Business

Student Loan Forgiveness: Prepare Now to Avoid Unexpected Tax Liabilities​

Dan Nicholson

Let’s start with some good news: student loan forgiveness is happening for more people than ever before. If you’re one of them, congratulations—knocking out that debt can feel like winning back a piece of your financial future. But here’s the part that doesn’t make headlines: that canceled debt might come with a tax bill. And if you’re not planning ahead, you could be trading one financial problem for another.

I get it—nobody likes thinking about taxes, especially after finally getting a win on the student loan front. But avoiding surprises is kind of my thing. As a CPA and someone who’s obsessed with building financial certainty, I’m here to tell you: don’t leave this to chance. Let's walk through what you need to know about the “tax bomb” that could be coming—and how to defuse it before it detonates.

Why Student Loan Forgiveness Could Lead to a Tax Bill

Right now, there’s a temporary reprieve. Under current federal law, most forgiven student loan amounts aren’t counted as taxable income—at least through 2025. That was part of the American Rescue Plan, and it’s been a huge relief for borrowers.

But here’s where the timeline matters. If you’re on an income-driven repayment plan or you’re working toward Public Service Loan Forgiveness (PSLF), your forgiveness may not hit until after 2025. And unless Congress makes this tax-free treatment permanent (which, let’s be honest, is anyone’s guess), any forgiven balance after that could get treated as taxable income.

Think about it like this: You get $50,000 of your student loans forgiven. Great! However, the IRS sees $50K as income. Depending on your tax bracket, that could mean an extra $10,000–$15,000 you owe when you file.

As I always tell clients: tax law is a moving target. What’s true today may not be true tomorrow. You need to build a strategy that works either way.

Don’t Forget the States (Some Will Tax You Anyway)

Even if the federal government gives you a pass, your state may not. Some states are still taxing forgiven student loan debt right now. Others may follow suit after 2025.

Here’s the trick: state tax rules are all over the map. California and New York may play it differently than Texas or Florida. So if you’re celebrating forgiveness and live in a high-tax state, you could be in for a rude awakening.

This is why I always say, "Don’t assume the IRS is your only dance partner." States love to show up late to the party with their hand out. Have a plan for them, too.

How to Prepare for the Student Loan Tax Bomb

The key to staying ahead? Treat this like any other known risk in your financial plan. It’s not about hoping for the best. It’s about engineering for certainty—because you’ve got better things to do with your money than send it all to the IRS (or your state).

1. Start Building a Tax Buffer—Now

If you expect your loans to be forgiven after 2025, act like that tax bill is already on your calendar. Set aside money regularly into a dedicated savings account. You don’t need to overthink it—a simple high-yield savings account works. The goal is to have cash on hand so that when the tax bill arrives, you write the check without breaking a sweat.

2. Leverage Tax-Advantaged Accounts

Want to get a little more strategic? Use Roth IRAs or other tax-advantaged vehicles to grow your cash buffer. The money grows tax-free, and qualified withdrawals won’t bump up your taxable income. Just be sure you’re following contribution rules—and that you can get to the cash when you need it.

3. Stay Ahead of Legislative Changes

Congress is always tinkering with tax laws. Some proposals would extend the tax-free treatment of forgiven loans beyond 2025. Others? Not so much. Keep an eye on the news (or, better yet, work with a CPA who does this for a living). You don’t want to be caught off guard because you thought you had more time than you really do.

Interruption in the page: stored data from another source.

PR #2529, opened 2023-07-21
chore(Accordion): refactor to functional component and typescript

joakbjerk:


packages/dnb-eufemia/src/components/accordion/AccordionContent.tsx
```diff
@@ -15,14 +14,19 @@ import {
...
+export type AccordionContentProps = React.HTMLProps<HTMLElement> &
+  SpacingProps & {
+    instance?: React.LegacyRef<any>
+    className?: string
+    children?: React.ReactNode | ((...args: any[]) => any)
+  }
 
-export default function AccordionContent(props) {
-  const context = React.useContext(AccordionContext)
+export default function AccordionContent(props: any) {
```
langz, line 28: Could this be typed using `AccordionContentProps`?

```suggestion
export default function AccordionContent(props: `AccordionContentProps`) {
```

joakbjerk: Yeah, nice catch 😄 🙏

langz:
I've tried to compare the deploy preview of this PR https://eufemia-git-chore-refactor-accordion-class-component-eufemia.vercel.app/ with our latest release https://eufemia.dnb.no/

4. Run the Numbers on Timing

If your forgiveness timeline is flexible—say, you’re close to qualifying for forgiveness but could speed it up or delay it—factor in the tax implications. Accelerating forgiveness before 2025 could save you a big tax bill. But only if it makes sense for your overall plan.

Conclusion

Student loan forgiveness can be life-changing. But the tax consequences? Less exciting. Like anything else in your financial life, you want to make decisions from a place of clarity and certainty, not wishful thinking. Plan for the taxes now, and you won’t be stuck scrambling when the bill comes due. Because in my world—and hopefully yours too—certainty beats surprise every single time.

Sources

Wall Street Journal

Federal STudent Aid

IRS

Axios

Dan Nicholson is the author of “Rigging the Game: How to Achieve Financial Certainty, Navigate Risk and Make Money on Your Own Terms,” deemed a best-seller by USA Today and The Wall Street Journal. In addition to founding the award-winning accounting and financial consulting firm Nth Degree CPAs, Dan has created and run multiple small businesses, including Certainty U and the Certified Certainty Advisor program.